Arms fair owners train their sights on Ekklesia

Arms fair owners train their sights on Ekklesia

The American satirist Tom Lehrer said that satire became obsolete when Henry Kissinger was given the Nobel Peace Prize “for bombing Cambodia”. I had a similar feeling yesterday when reading an email sent to Ekklesia by Clarion Events, the owners of the DSEi arms fair which took place in London last week.

Clarion's marketing director Julian Graves accuses Ekklesia of “inaccurate allegations” regarding the arms fair. I experienced similar claims from Clarion when I was on the staff of the Campaign Against Arms Trade (CAAT). However, even I was taken by surprise by Graves' most staggering statement:

"Your spokesman Symon Hill also talks about 'doing deals in the heart of London with despotic regimes'. As he well knows, no 'despotic regimes' attend the show."

No despotic regimes? The official list of delegations includes representatives of Libya, China and Saudi Arabia. The notion that such governments are not despotic would come as a surprise to Chinese prisoners of conscience and the religious minorities of Saudi Arabia. Rizana Nafeek, the Sri Lankan teenager sentenced to death by beheading in Saudi Arabia without a fair trial, does not regard her abusers as devotees of democracy. The invitation of these regimes to the London arms fair implies endorsement of their human rights abuses, or at least indifference to them. In this way, the arms trade does harm to the cause of human rights even before the weapons have been used.

Julian Graves writes with apparent bewilderment that:

"We also find it strange that, as a Christian think tank, you feel that you are able to endorse criminal damage."

He is referring (I think) to our coverage of the three Catholic peace activists who took nonviolent direct action against DSEi this week. Being accused of supporting “damage” by the owners of an arms fair is surely beyond parody.

While I'm disappointed that anyone regards Christianity as incompatible with direct action, we all bear some responsibility for the way Christianity is often seen – our faith is still affected by centuries of collusion with power and wealth. The vast majority of people – whatever their views on the arms trade or anything else – understand that there is more to questions of right and wrong than simply obeying the law. Arms dealers often seem to be unaware of this.
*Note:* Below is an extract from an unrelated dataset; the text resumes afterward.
Issue #1669, opened 2023-02-26
Access `static` resource members from inflight


yoav-steinberg:
We need some mechanism to "capture" types so we can access their static members inflight. 
This might also be related to #390 when the static member is a static inflight method.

Earlier this week, a DSEi spokesperson insisted that the arms fair's customers were only “going about their lawful business”.

I can only imagine the sort of statements that might have appeared had Julian Graves and his colleagues been around in Jerusalem 2,000 years ago:

"'The moneychangers were only going about their lawful business,' said a spokesperson for Temple Events, 'We find it strange that a religious group should engage in criminal damage'".